Since only the total matters, count the lines of these entries containing the word "there" and write that total alone.

[Given data]
════

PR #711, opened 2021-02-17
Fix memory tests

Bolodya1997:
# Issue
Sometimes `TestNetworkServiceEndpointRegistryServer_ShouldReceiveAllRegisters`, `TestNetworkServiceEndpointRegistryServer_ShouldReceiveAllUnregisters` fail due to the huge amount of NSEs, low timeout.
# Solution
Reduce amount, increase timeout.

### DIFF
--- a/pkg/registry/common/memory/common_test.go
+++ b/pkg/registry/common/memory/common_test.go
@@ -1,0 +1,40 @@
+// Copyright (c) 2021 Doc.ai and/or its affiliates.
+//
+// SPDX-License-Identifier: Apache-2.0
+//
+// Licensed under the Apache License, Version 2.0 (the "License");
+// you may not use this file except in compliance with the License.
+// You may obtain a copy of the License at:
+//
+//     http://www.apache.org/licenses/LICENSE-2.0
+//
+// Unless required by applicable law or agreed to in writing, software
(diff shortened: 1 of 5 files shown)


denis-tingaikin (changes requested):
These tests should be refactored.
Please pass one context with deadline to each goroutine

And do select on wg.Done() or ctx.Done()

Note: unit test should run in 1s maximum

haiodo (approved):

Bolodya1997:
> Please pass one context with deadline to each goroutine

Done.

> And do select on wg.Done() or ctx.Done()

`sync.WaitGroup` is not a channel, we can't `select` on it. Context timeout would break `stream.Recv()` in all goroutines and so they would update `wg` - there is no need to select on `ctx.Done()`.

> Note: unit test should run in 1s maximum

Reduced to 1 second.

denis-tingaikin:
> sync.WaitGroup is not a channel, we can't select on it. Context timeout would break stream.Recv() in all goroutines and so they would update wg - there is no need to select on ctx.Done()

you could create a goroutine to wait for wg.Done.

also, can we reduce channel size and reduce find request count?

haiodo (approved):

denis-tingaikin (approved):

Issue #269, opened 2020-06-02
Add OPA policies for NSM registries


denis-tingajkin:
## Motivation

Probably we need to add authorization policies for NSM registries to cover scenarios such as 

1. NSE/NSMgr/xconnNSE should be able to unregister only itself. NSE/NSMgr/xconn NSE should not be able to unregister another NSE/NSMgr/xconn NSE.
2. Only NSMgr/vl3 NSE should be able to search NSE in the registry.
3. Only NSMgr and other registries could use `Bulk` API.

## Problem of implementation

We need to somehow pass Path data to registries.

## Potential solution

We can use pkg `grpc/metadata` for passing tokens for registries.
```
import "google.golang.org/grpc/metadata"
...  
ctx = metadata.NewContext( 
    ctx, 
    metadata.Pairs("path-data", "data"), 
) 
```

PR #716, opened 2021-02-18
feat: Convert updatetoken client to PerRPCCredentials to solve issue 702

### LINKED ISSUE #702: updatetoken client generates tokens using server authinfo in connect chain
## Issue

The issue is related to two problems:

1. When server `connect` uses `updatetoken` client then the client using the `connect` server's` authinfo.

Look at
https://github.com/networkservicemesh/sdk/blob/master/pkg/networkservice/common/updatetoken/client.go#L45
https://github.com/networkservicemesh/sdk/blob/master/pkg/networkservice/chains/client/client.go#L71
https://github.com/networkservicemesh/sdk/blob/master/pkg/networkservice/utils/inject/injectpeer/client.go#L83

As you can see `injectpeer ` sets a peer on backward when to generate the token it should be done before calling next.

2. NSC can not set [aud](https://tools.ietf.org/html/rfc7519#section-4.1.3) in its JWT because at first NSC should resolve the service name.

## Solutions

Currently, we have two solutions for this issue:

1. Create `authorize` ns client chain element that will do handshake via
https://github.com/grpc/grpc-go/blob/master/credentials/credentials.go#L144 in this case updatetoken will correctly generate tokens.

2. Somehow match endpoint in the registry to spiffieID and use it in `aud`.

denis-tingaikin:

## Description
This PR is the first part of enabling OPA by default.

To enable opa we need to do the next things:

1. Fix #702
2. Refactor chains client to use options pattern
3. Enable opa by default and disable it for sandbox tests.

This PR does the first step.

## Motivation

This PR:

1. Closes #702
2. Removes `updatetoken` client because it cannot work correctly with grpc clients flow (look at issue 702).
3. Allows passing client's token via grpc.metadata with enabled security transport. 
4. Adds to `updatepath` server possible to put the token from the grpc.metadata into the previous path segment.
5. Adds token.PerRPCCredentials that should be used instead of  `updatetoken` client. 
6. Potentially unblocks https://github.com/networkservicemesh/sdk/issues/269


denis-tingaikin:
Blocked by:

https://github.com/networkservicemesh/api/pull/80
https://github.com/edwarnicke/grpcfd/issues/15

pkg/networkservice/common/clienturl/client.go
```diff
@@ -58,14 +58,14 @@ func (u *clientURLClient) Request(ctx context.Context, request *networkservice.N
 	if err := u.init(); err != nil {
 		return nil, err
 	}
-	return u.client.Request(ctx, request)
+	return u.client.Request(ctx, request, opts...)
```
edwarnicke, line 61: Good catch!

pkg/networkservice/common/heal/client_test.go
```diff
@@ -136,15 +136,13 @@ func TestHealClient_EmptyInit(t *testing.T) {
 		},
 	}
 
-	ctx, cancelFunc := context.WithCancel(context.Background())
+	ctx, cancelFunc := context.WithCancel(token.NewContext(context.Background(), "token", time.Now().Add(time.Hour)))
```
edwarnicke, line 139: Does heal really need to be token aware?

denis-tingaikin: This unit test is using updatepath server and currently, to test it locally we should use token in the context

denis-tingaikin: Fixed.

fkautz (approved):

════

[Exercise result]
2